(INSTRUCTIONS TO FOLLOW) In the answer, each line of the listing should appear again unchanged.

━━━━

PR #10, opened 2021-01-08
chore: fix snyk update and fix buf

aaron-steinfeld:
Updating snyk to fix vulnerabilities after registering projects. Also updated buf and fixed url format.

### DIFF
--- a/.github/workflows/pr-build.yml
+++ b/.github/workflows/pr-build.yml
@@ -4,21 +4,21 @@ on:
     branches:
       - main
   pull_request_target:
-    branches: 
+    branches:
       - main
 
 jobs:
   build:
     runs-on: ubuntu-20.04
     steps:
-       # Set fetch-depth: 0 to fetch commit history and tags for use in version calculation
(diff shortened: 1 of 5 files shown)


aaron-steinfeld:
Validate protos is failing because it's scoped to pull_request_target which won't pick up config changes until merged. I verified the fix here: https://github.com/hypertrace/config-service/runs/1670668738

JBAhire (approved):
We can move validate protos to pr-test workflow if we have ghcr image of buf or if we can manually install it. 

Considering there will be limited changes in this repo, I won't even worry about rate-limiting now and then build and push buf image to ghcr afterwards.

aaron-steinfeld:
> We can move validate protos to pr-test workflow if we have ghcr image of buf or if we can manually install it. 
> 
> Considering there will be limited changes in this repo, I won't even worry about rate-limiting now and then build and push buf image to ghcr afterwards. 

It's easy enough to download and use it - the container just used to be easier. We can look at switching to a buf setup style action if we run into issues.

GurtejSohi (approved):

━━━━

(WORKED SOLUTION)
PR #10, opened 2021-01-08
chore: fix snyk update and fix buf

aaron-steinfeld:
Updating snyk to fix vulnerabilities after registering projects. Also updated buf and fixed url format.

### DIFF
--- a/.github/workflows/pr-build.yml
+++ b/.github/workflows/pr-build.yml
@@ -4,21 +4,21 @@ on:
     branches:
       - main
   pull_request_target:
-    branches: 
+    branches:
       - main
 
 jobs:
   build:
     runs-on: ubuntu-20.04
     steps:
-       # Set fetch-depth: 0 to fetch commit history and tags for use in version calculation
(diff shortened: 1 of 5 files shown)


aaron-steinfeld:
Validate protos is failing because it's scoped to pull_request_target which won't pick up config changes until merged. I verified the fix here: https://github.com/hypertrace/config-service/runs/1670668738

JBAhire (approved):
We can move validate protos to pr-test workflow if we have ghcr image of buf or if we can manually install it. 

Considering there will be limited changes in this repo, I won't even worry about rate-limiting now and then build and push buf image to ghcr afterwards.

aaron-steinfeld:
> We can move validate protos to pr-test workflow if we have ghcr image of buf or if we can manually install it. 
> 
> Considering there will be limited changes in this repo, I won't even worry about rate-limiting now and then build and push buf image to ghcr afterwards. 

It's easy enough to download and use it - the container just used to be easier. We can look at switching to a buf setup style action if we run into issues.

GurtejSohi (approved):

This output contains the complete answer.